After that, we use GradCAM to generate the initial CAM $M_{init} \in \mathbb R^{(|C_I|+1) \times h \times w}$ where $(|C_I|+1)$ indicates all class labels in the image $I$ including the background class.

To thoroughly utilize the prior knowledge of CLIP, the CLIP model is fixed.

Although we find that such a frozen backbone can provide strong semantic features for the initial CAM with only image-level labels, as illustrated in Fig. 3(a), $M_{init}$ cannot be optimized as it is generated from the frozen backbone, limiting the quality of pseudo labels.\
Therefore, how to rectify $M_{init}$ during training becomes a key issue.

Our intuition is to **use feature relationships to rectify the initial CAM**.\
- However, we cannot directly use the attention maps from the CLIP image encoder as the feature relationship, as such attention maps are also fixed.

Nevertheless, the decoder is constantly being optimized, and we attempt to use its features to establish feature relationships to guide the selection of attention values from the CLIP image encoder, keeping useful prior CLIP knowledge and removing noisy relationships.

With more reliable feature relationships, the CAM quality can be dynamically enhanced.

In detail, we first generate an affinity map based on the feature map $F_u$ in Eq. (2) from our decoder:
$$A_f = \text{Sigmoid}(F_u^T F_u)$$
where:
- $F_u \in \mathbb R^{d \times h \times w}$ is first flattened to $\mathbb R^{d \times hw}$
- Sigmoid(·) is the sigmoid function to guarantee the range of the output is from 0 to 1.
- $A_f \in \mathbb R^{hw \times hw}$ is the affinity map.
- $T$ means matrix transpose.

Then we extract all the multi-head attention maps from the frozen CLIP image encoder, denoted as $\{A_s^l\}_{l=1}^N$ and each $A_s^l \in \mathbb R^{d \times hw \times ww}$.\

For each $A_s^l$, we use $A_f$ as a standard map to evaluate its quality:
$$S^l = \sum_{i=1}^{hw}\sum_{j=1}^{hw} |A_f(i,j) - A_s^l(i,j)|$$


We use the above $S^l$ to compute a filter for each attention map:
$$
G^l = \begin{cases}
1 & \text{if } S^l < \frac{1}{N - N_0 + 1} \sum_{l = N_0}^N S^l \\
0 & \text{else}
\end{cases}
$$
where $G^l \in \mathbb R^{1 \times 1}$, and it is expanded to $G_e^l \in \mathbb R^{hw \times hw}$ for further computation.

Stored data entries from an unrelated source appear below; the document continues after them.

PR #132, opened 2024-07-22
chore: docker-compose - increase nginx client_max_body_size

mfiedorowicz:
Increase nginx's `client_max_body_size` from default `1m` to `25m`


leoparente (approved):
LGTM

PR #135, opened 2024-07-22
feat: add tests to netbox wrappers

leoparente:


leoparente:
Closing it for now, as it was added as internal package. We should aim to do that as package netbox_test and cover each netbox structure

PR #140, opened 2024-07-24
feat: diode-proto - set explicit fields presence

mfiedorowicz:
This is to track protobuf fields / detect if field has value (provided vs default zero-value), which will allow us to reset fields in NetBox models if instructed by providing zero-values, i.e. an interface with `enabled` field with `false` value to disable interface (currently does nothing it interface is enabled), similarly with any other optional field (an interface's `description` with `Lorem ipsum` cannot be reset to an empty string, while these changes will allow to provide `description=""`  to reset in the NetBox).

ref: https://protobuf.dev/programming-guides/field_presence/#presence-in-proto3-apis

Bonus: `make` recipes for development docker compose (building image instead of using `latest` from container registry) and don't build image with `make docker-compose-up` (pulls `latest` tags from container registry).

Test Execution Report


leoparente (approved):
LGTM. Nice adding on compose for developers

PR #143, opened 2024-07-26
feat: add unit tests for ingester component

leoparente:


diode-server/ingester/component_test.go
```diff
@@ -0,0 +1,338 @@
...
+	if err != nil {
+		return strconv.Itoa(0), err
+	}
+
+	addr := listener.Addr().(*net.TCPAddr)
+
+	err = listener.Close()
+	if err != nil {
+		return strconv.Itoa(0), err
+	}
```
mfiedorowicz: minor code style:
```suggestion
	if err = listener.Close(); err != nil {
		return strconv.Itoa(0), err
	}
```

mfiedorowicz (approved):

leoparente:
PS - I was not able to force/test `newAuthUnaryInterceptor` from public methods.

PR #145, opened 2024-08-02
feat: docker compose - remove redundant configurediodeplugin command call

mfiedorowicz:
Reflecting [changes](https://github.com/netboxlabs/diode-netbox-plugin/pull/17) introduced in the diode-netbox-plugin


leoparente (approved):
LGTM 🧹

PR #146, opened 2024-08-02
🚚 release: protobuf explicit field presence

mfiedorowicz:
- https://github.com/netboxlabs/diode/pull/140 - added explicit field presence to various fields in supported object type envelopes, solving issue when ingesting data with explicitly provided default values for scalar types (`false` for boolean, `""` for string, etc.) that were ignored, i.e. when attempting to disable existing enabled interface or _removing_ existing description


leoparente (approved):
Lgtm

PR #149, opened 2024-08-05
fix: docker - configure redis append only file directory

mfiedorowicz:
Setting append only file directory to `/data` to match mounted volume so data is loaded between docker compose down and up.

Also setting snapshotting to 60s for at least 1 write operation.


leoparente (approved):
LGTM

PR #150, opened 2024-08-07
feat: Add new schema data to ingest-entity

leoparente:
Also add redis commander to docker compose to make debug easier

### DIFF
--- a/diode-server/docker/docker-compose.yaml
+++ b/diode-server/docker/docker-compose.yaml
@@ -76,7 +76,26 @@ services:
     image: redis/redis-stack-server:latest
     links:
       - diode-redis
-    command: redis-cli -h "$REDIS_HOST" -p "$REDIS_PORT" -a "$REDIS_PASSWORD" FT.CREATE ingest-entity ON JSON PREFIX 1 "ingest-entity:" SCHEMA $$.data_type AS data_type TEXT $$.state AS state NUMERIC
+    entrypoint:
+      - sh
+      - -c
+      - |
+        redis-cli -h "$REDIS_HOST" -p "$REDIS_PORT" -a "$REDIS_PASSWORD" <<EOF
+        FT.CREATE ingest-entity ON JSON PREFIX 1 "ingest-entity:" SCHEMA \
+        $.data_type AS data_type TEXT \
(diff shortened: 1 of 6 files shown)


diode-server/reconciler/ingestion_processor_test.go
```diff
@@ -181,7 +181,7 @@ func TestIngestionProcessorStart(t *testing.T) {
 	// Add a message to the Redis stream
 	metadata := []string{
 		"request", string(reqBytes),
-		"ingestion_ts", "test-timestamp",
+		"ingestion_ts", 1720425600,
```
leoparente:
```suggestion
		"ingestion_ts", "1720425600",
```

diode-server/docker/docker-compose.yaml
```diff
@@ -76,7 +76,26 @@ services:
...
+        EOF
+  redis-commander:
+    container_name: redis-commander
+    hostname: redis-commander
+    image: ghcr.io/joeferner/redis-commander:latest
+    restart: always
+    environment:
+    - REDIS_HOSTS=local:$REDIS_HOST:$REDIS_PORT:0:$REDIS_PASSWORD
+    ports:
+    - "8082:8081"
```
mfiedorowicz: `8081` should be matching `$REDIS_PORT` from the env var.

mfiedorowicz: As redis-commander should be available for development only instead of official docker-compose, I'd suggest to add `docker-compose.dev.yaml` as additional service and extend default `docker-compose.yaml` in following Makefile recipes:
- `docker-compose-dev-up`
- `docker-compose-dev-down`

leoparente: why so? don't get it.. it is the internal port for the webserver. the redis port is passed here:

` REDIS_HOSTS=local:$REDIS_HOST:$REDIS_PORT:0:$REDIS_PASSWORD`

mfiedorowicz: Ah, conflated redis-commander port with redis one, sorry!

leoparente: done!

mfiedorowicz (approved):

PR #158, opened 2024-08-29
feat: reorg proto structure

mfiedorowicz:
- upgrade buf to v2 ([details](https://buf.build/docs/migration-guides/migrate-v2-config-files))
- reorganize proto definitions for ingester and reconciler services under `diode.v1` package
- use ingester go code from `netboxlabs/diode-sdk-go` (same existing `diodepb` go package) removing same code being generated into go sdk and diode-server internally
- reconciler.proto generated into `diode-server/reconciler/v1/reconcilerpb` (as-is)


diode-server/ingester/component.go
```diff
@@ -16,7 +16,7 @@ import (
 	"google.golang.org/grpc/reflection"
 	"google.golang.org/protobuf/proto"
 
-	"github.com/netboxlabs/diode/diode-server/gen/diode/v1/diodepb"
+	"github.com/netboxlabs/diode-sdk-go/diode/v1/diodepb"
```
leoparente: So the idea is that there will be no internal gen for diode-proto. All the code will exist in go sdk, is that right?

diode-server/Makefile
```diff
@@ -34,8 +34,8 @@ test:
 
 test-coverage:
 	@mkdir -p .coverage
-	@go test -race -cover -json -coverprofile=.coverage/cover.out.tmp ./... | grep -Ev "diodepb|reconcilerpb|cmd|mocks|sentry" | tparse -format=markdown > .coverage/test-report.md
-	@cat .coverage/cover.out.tmp | grep -Ev "diodepb|reconcilerpb|cmd|mocks|sentry" > .coverage/cover.out
+	@go test -race -cover -json -coverprofile=.coverage/cover.out.tmp ./... | grep -Ev "reconcilerpb|cmd|mocks|sentry" | tparse -format=markdown > .coverage/test-report.md
```
leoparente: The following code should be removed from this file
```

reconciler-proto-gen:
	@cd proto/ && buf format -w && buf generate --template buf.gen.yaml
```

diode-server/ingester/component.go
mfiedorowicz: To be precise: there will be no internal gen for ingester proto, only reconciler proto being generated into `diode-server/reconciler/v1/reconcilerpb`. Considered generating everything into diode-sdk-go as it's one `diode.v1` proto package, but somehow having reconciler there doesn't fit well, as it's more internal service. Thoughts?

leoparente: I think we should do either:
- generate everything in go-sdk and use the dependency
- generate both internally and does not depended on SDK  (and sdk generates only ingester)

mfiedorowicz: Variant 2 it is, thanks!

diode-server/proto/reconciler/v1/reconciler.proto
```diff
@@ -29,6 +30,7 @@ message RetrieveIngestionDataSourcesRequest {
     max_len: 255
   }];
   string sdk_version = 3 [(validate.rules).string = {pattern: "^(\\d)+\\.(\\d)+\\.(\\d)+$"}];
+  diode.v1.Entity entity = 4;
```
leoparente: should we remove it?

mfiedorowicz: yes! good spot, thanks

mfiedorowicz: actually there also shouldn't be diode-server/proto dir anymore

leoparente (approved):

We use the average value of all $S^l$ as the threshold.
- If the current $S^l$ is less than the threshold, it is more reliable, and we set its filter value as 1. 
- Otherwise, we set the filter value as 0. 

Based on this rule, we keep high-quality attention maps and remove weak attention maps.


We then combine $A_f$ and the above operation to build the refining map:
$$R = \frac{A_f}{N_m} \sum_{l=1}^{N} G_e^l A_s^l$$
where $N_m$ is the number of valid $A_s^l$, i.e., $N_m = \sum_{l=N_0}^{N} G^l$


Then, following the previous apporaches, we generate the refined CAM:
$$M_f^c = \left(\frac{R_{nor} + R_{nor}^T}{2}\right)^{\alpha} \cdot M_{init}^c$$
where:
- $c$ is the specified class, 
- $M_f^c$ is the refined CAM for class $c$, 
- $R_{nor}$ is obtained from $R$ using row and column normalization ([Sinkhorn normalization](https://projecteuclid.org/journals/annals-of-mathematical-statistics/volume-35/issue-2/A-Relationship-Between-Arbitrary-Positive-Matrices-and-Doubly-Stochastic-Matrices/10.1214/aoms/1177703591.full))
- $\alpha$ is a hyperparameter.


This part passes a box mask indicator to restrict the refining region.

- $M_{init}^c$ is the CAM for class $c$ after reshaping to $\mathbb R^{hw \times 1}$


Finally, $M_f$ is input to the online post-processing module, i.e., pixel adaptive refinement module proposed in [Learning affinity from attention](https://arxiv.org/abs/2203.02664), to generate final online pseudo labels $M_p \in \mathbb R^{h \times w}$.


In this way, our RFM uses the updated feature relationship in our decoder to assess the feature relationship in the frozen backbone to select reliable relationships.\


Then, higher-quality CAM can be generated with the help of more reliable feature relationships for each image. Fig. 3 shows the detailed comparison of generated CAM using different refinement methods.\
Our method generates more accurate responses than the static refinement method proposed in [29] and the initial CAM.